[Collection entries]
☆ ☆ ☆ ☆
PR #3236, opened 2023-07-17
[rearchitecture] Add functions for determining machine specs.

jonathanmetzman:
This will be used by tworkers to launch batch tasks that execute utask_main. Related: https://github.com/google/clusterfuzz/issues/3008

### DIFF
--- a/src/clusterfuzz/_internal/base/tasks.py
+++ b/src/clusterfuzz/_internal/base/tasks.py
@@ -250,8 +250,8 @@ def get_ttask_commands_queues():
 
 def get_machine_template_for_queue(queue_name):
   """Gets the machine template for the instance used to execute a task from
-  |queue_name|. This will be used by tworkers to schedule the appropriate machine using batch
-  to execute the utask_main part of a utask."""
+  |queue_name|. This will be used by tworkers to schedule the appropriate
+  machine using batch to execute the utask_main part of a utask."""
   initial_queue_name = queue_name
 
   # Handle it being high-end (preemptible) or not.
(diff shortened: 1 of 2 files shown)


jonathanmetzman:
@oliverchang I think there's a conflation between high end tasks in the code. I.e. high end tasks can never be preempted. Non-preemptible tasks (I assume analyze) cannot be preempted (therefore must be high end). 
Is this understanding right?

jonathanmetzman:
TBR

oliverchang:
> 

I don't think so. High end means different things for OSS-fuzz vs others:
- OSS-Fuzz: high end means a set of hosts that have less workers. This means more cpu/ram to dedicate for each, and was needed for blackbox JS fuzzing.
- Others/Chromium: A set of bots with higher specs.

src/clusterfuzz/_internal/base/tasks.py
```diff
@@ -241,6 +242,51 @@ def get_utask_filters(is_chromium, is_linux):
...
+          f'Found machine template for {initial_queue_name}',
+          machine_template=template)
+      return template
+  return None
+
+
+def get_machine_templates():
+  """Returns machine templates."""
+  # TODO(metzman): Cache this.
+  clusters_config = local_config.Config(local_config.GCE_CLUSTERS_PATH).get()
```
oliverchang, line 284: We may want to replace this with a more specialized format later, as I want us to get rid of the whole `manage_vms` bits.

jonathanmetzman:
> > 
> 
> I don't think so. High end means different things for OSS-fuzz vs others:
> 
> * OSS-Fuzz: high end means a set of hosts that have less workers. This means more cpu/ram to dedicate for each, and was needed for blackbox JS fuzzing.
> * Others/Chromium: A set of bots with higher specs.

But this makes it seem like this is conflated: https://github.com/google/clusterfuzz/blob/aab96e6813877a307dfad7b75678fca6790cf041/src/clusterfuzz/_internal/base/tasks.py#L257

PR #3247, opened 2023-07-25
Fix timestamps in metrics flushing.

jonathanmetzman:
Objects are now initialized to None by default, resulting in attribute errors if not explicitly initialized.


jonathanmetzman:
TBR

oliverchang (commented):
LGTM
☆ ☆ ☆ ☆
## [EXERCISE DESCRIPTION]
Please quote nothing but the lines from the line with "oliverchang, line 284: We" through the end of the data above, exactly as written, ends included.

## [TASK SOLUTION]
oliverchang, line 284: We may want to replace this with a more specialized format later, as I want us to get rid of the whole `manage_vms` bits.

jonathanmetzman:
> > 
> 
> I don't think so. High end means different things for OSS-fuzz vs others:
> 
> * OSS-Fuzz: high end means a set of hosts that have less workers. This means more cpu/ram to dedicate for each, and was needed for blackbox JS fuzzing.
> * Others/Chromium: A set of bots with higher specs.

But this makes it seem like this is conflated: https://github.com/google/clusterfuzz/blob/aab96e6813877a307dfad7b75678fca6790cf041/src/clusterfuzz/_internal/base/tasks.py#L257

PR #3247, opened 2023-07-25
Fix timestamps in metrics flushing.

jonathanmetzman:
Objects are now initialized to None by default, resulting in attribute errors if not explicitly initialized.


jonathanmetzman:
TBR

oliverchang (commented):
LGTM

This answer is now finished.